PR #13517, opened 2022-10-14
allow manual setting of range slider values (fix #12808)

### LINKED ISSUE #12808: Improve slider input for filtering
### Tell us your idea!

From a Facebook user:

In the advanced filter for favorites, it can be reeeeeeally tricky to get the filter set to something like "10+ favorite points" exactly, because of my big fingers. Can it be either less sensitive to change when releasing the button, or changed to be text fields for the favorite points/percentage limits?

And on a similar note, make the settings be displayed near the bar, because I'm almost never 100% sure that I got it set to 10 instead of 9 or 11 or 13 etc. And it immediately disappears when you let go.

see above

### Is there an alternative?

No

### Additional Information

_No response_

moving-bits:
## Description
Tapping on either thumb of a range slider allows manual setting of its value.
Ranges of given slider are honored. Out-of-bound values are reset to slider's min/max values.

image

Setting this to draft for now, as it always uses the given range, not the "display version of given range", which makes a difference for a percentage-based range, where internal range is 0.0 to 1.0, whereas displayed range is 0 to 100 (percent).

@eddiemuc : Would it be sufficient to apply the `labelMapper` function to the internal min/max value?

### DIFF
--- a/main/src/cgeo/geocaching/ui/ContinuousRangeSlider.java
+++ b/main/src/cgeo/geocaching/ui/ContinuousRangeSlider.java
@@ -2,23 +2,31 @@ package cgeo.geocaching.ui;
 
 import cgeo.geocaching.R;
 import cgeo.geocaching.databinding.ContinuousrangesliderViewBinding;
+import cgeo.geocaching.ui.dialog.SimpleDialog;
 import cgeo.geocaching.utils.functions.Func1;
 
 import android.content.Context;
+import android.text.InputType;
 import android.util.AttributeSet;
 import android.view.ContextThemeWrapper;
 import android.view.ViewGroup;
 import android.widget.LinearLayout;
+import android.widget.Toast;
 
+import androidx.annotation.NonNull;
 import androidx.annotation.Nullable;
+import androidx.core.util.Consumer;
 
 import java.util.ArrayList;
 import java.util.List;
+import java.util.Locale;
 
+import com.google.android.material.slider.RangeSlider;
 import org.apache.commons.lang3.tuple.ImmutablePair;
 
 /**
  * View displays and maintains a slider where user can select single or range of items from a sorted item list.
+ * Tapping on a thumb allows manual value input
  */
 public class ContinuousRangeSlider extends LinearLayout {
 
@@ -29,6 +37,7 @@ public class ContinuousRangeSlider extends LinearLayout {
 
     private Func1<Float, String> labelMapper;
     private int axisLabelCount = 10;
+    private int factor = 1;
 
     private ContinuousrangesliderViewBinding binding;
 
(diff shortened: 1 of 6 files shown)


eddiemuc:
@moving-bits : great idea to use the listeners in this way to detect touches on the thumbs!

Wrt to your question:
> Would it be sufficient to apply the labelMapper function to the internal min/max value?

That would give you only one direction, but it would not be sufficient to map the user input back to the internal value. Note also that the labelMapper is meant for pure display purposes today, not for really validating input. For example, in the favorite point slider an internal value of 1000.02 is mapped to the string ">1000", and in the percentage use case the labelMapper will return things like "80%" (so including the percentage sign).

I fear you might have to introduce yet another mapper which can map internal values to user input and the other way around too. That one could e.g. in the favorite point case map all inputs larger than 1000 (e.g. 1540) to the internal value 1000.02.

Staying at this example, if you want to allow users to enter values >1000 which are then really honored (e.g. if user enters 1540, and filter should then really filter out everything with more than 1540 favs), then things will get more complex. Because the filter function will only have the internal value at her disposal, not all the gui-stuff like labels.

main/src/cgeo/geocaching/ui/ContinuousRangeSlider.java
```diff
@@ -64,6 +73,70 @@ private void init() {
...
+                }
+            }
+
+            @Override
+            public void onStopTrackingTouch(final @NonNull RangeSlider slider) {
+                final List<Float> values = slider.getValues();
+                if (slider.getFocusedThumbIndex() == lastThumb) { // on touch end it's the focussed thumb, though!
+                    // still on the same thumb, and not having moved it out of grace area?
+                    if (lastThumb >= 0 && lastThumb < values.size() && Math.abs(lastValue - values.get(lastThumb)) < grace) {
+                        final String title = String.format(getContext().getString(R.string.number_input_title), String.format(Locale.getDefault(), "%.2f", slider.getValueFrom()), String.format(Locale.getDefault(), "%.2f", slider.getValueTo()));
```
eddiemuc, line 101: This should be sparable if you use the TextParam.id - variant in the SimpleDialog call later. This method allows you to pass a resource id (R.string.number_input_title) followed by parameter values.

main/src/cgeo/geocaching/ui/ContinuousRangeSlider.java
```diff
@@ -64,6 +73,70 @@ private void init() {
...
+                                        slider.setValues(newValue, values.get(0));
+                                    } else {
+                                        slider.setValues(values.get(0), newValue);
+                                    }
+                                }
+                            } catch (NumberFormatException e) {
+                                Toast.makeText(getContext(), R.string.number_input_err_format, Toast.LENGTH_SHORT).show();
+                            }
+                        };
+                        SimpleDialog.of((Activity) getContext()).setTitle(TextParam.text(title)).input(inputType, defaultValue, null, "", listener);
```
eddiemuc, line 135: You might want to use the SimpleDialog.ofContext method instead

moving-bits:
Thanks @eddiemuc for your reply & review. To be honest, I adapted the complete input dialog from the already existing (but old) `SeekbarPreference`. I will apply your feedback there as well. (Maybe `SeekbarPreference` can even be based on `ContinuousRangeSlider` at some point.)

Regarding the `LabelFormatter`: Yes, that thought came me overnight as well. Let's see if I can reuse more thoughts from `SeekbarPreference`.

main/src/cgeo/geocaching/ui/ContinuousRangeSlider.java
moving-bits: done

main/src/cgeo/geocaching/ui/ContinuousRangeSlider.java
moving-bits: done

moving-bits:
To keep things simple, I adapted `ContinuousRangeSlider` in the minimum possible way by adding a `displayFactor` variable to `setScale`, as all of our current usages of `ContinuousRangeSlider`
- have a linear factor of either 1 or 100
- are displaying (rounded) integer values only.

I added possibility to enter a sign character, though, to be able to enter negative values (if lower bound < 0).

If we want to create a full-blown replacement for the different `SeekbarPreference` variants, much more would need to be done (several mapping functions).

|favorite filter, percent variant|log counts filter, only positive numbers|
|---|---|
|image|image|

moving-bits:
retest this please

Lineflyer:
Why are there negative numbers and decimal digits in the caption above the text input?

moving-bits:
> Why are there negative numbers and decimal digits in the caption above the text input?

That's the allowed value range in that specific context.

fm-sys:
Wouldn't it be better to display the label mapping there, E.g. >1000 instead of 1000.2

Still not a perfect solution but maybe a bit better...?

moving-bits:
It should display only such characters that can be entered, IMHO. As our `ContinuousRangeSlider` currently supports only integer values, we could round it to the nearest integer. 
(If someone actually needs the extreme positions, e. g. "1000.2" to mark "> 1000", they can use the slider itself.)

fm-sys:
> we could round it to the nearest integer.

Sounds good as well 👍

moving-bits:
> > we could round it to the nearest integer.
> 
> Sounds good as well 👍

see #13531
---
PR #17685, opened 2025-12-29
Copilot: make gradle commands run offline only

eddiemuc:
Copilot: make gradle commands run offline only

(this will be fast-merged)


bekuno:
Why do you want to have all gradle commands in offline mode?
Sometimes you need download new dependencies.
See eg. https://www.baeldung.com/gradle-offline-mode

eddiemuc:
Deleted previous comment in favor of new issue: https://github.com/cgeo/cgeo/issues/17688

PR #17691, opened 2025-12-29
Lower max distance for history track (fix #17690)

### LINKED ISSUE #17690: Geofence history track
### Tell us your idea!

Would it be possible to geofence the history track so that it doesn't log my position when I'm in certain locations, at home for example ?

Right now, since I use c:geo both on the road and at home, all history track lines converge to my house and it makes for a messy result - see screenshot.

→ Required action: When the line with "PR #13517, opened 2022-10-14" is reached in the data above, start copying there, and copy each line exactly until the line with "Setting this to" has been copied; copy nothing else.

→ Answer to this exercise:
PR #13517, opened 2022-10-14
allow manual setting of range slider values (fix #12808)

### LINKED ISSUE #12808: Improve slider input for filtering
### Tell us your idea!

From a Facebook user:

In the advanced filter for favorites, it can be reeeeeeally tricky to get the filter set to something like "10+ favorite points" exactly, because of my big fingers. Can it be either less sensitive to change when releasing the button, or changed to be text fields for the favorite points/percentage limits?

And on a similar note, make the settings be displayed near the bar, because I'm almost never 100% sure that I got it set to 10 instead of 9 or 11 or 13 etc. And it immediately disappears when you let go.

see above

### Is there an alternative?

No

### Additional Information

_No response_

moving-bits:
## Description
Tapping on either thumb of a range slider allows manual setting of its value.
Ranges of given slider are honored. Out-of-bound values are reset to slider's min/max values.

image

Setting this to draft for now, as it always uses the given range, not the "display version of given range", which makes a difference for a percentage-based range, where internal range is 0.0 to 1.0, whereas displayed range is 0 to 100 (percent).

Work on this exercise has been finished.